Думалось: родиться бы ему девчонкой, глядишь, и жизнь пошла бы иначе. Случай… Все случай. И это случай, и он случай, игрушка, каприз природы, ошибка матери. Сейчас у него уже не осталось ненависти к ней. Высохла ненависть, коркой жесткой покрылась. А ведь была: звериная, безотчетная. Когда сообразил, что и мать его ненавидит, когда догадался за что… Сначала не понимал, мал был, недогадлив. Чувствовал все время ее тяжелый взгляд. Всегда, с той поры, как только стал понимать себя. Даже во сне чувствовал. Вздрагивал, просыпался. Как сейчас… А понял все он гораздо позднее…
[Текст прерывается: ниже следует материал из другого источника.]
PR #176, opened 2019-05-09
Implement the remaining hostcalls

jedisct1:
The large `hostcalls.rs` file becomes a module, split in multiple files.

The hostcalls implementations themselves are not in the macro any more. What is inside the macro is not valid Rust code, RLS cannot do anything with it, neither can `rustfmt`, so maintaining that code was tedious.

So, implementations are now outside the macro, with the content of the macro being nothing but thin wrappers.

(draft: not tested on Linux yet)
(update: now compatible with Linux)


acfoltzer:
I think we should do this refactoring either way, but if removing the `&mut vmctx` syntax from the `lucet_hostcalls!` macro would make rustfmt work, then let's do that as well.

jedisct1:
Unfortunately, removing the `&mut vmctx` syntax to make it valid Rust doesn't help much. 
Everything in the macro is seen as an unstructured blob of text.

But the wrappers are fine. It's actually very convenient to have all of the public definitions in a single file, while having some flexibility for the actual implementations.

acfoltzer:
Gotcha, that's what I thought, which is why I wasn't worrying too much about messing with the syntax. It definitely is a major downside of using this kind of macro. Eventually it'd be nice to make it a proc macro so that we can use attribute syntax instead.

I totally agree about the separation.

jedisct1:
Procedural macros are going to make a lot of things way easier and cleaner.

Looking forward to them being stabilized some day...

acfoltzer:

Назаров закрыл глаза и прислушался к тиканью будильника, к сонному дыханию Лизы. И поплыл перед его взором маленький волжский городок на крутом берегу. Золотые маковки церквей, деревянные домики, как затейливые игрушки, древний парк над рекой. Городок его детства и юности.
Тик-так… Тик-так… У местного адвоката была дочка-красавица. В шестнадцатом году кончила гимназию. В семнадцатом началась революция. Налаженный адвокатский быт полетел в тартарары. Дочка-красавица пошла работать в библиотеку. Она наизусть знала Надсона, Майкова и Фета, но не имела понятия о том, как добывается хлеб насущный. Надсон ей об этом не мог рассказать. Тик-так… Восемнадцатый, девятнадцатый, двадцатый прошумели над городком, а она все еще читала Надсона. Старый адвокат умер. Мебель красного дерева, ломберные карточные столы, драгоценности, фарфор разнесли из квартиры бородатые мужики. Взамен они давали мешки с мукой. Она пекла из этой муки лепешки и плакала над томиками стихов. И грезила о необыкновенной любви.
В двадцать первом в городок приехал на короткие гастроли симфонический оркестр из столицы. Она ходила на все концерты, садилась во второй ряд и упивалась Гайдном и Вагнером. Черный фрак молодого дирижера, его белое интеллигентное лицо пробуждали у нее в мозгу какие-то туманные образы, ассоциировались со стихами о безысходности, о соловьиных трелях в липовых аллеях, о белом платье блоковской Невесты. А угрюмая музыка Вагнера будоражила кровь, звала к решительным поступкам.